Stored items:
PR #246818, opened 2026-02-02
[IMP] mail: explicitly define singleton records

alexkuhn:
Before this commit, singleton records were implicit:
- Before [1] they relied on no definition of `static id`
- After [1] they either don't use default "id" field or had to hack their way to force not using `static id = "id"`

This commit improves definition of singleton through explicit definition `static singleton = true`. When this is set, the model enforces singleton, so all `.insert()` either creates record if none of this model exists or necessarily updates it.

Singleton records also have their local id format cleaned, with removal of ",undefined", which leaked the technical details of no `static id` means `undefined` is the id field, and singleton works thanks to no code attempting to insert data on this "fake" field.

---

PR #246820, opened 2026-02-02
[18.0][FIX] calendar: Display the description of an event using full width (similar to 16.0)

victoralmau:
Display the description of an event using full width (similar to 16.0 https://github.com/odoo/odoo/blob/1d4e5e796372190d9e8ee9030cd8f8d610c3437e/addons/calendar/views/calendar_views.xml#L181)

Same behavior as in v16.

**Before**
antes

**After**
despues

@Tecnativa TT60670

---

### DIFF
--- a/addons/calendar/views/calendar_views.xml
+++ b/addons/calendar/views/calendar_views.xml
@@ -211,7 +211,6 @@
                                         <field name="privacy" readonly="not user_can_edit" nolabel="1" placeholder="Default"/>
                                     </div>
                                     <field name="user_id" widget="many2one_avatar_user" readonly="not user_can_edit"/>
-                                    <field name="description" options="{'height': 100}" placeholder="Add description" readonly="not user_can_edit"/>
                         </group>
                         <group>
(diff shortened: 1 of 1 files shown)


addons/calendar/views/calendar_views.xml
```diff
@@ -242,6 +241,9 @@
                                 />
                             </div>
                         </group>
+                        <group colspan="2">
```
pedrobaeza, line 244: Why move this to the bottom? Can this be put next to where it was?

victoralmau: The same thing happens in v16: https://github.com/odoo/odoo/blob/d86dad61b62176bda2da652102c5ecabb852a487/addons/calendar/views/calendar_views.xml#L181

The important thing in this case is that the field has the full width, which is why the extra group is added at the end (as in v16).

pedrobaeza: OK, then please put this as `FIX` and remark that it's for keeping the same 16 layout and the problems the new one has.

» Task instructions
In the preceding records, how many lines include the word "width"? Reply with the number only.

» Result of the exercise
3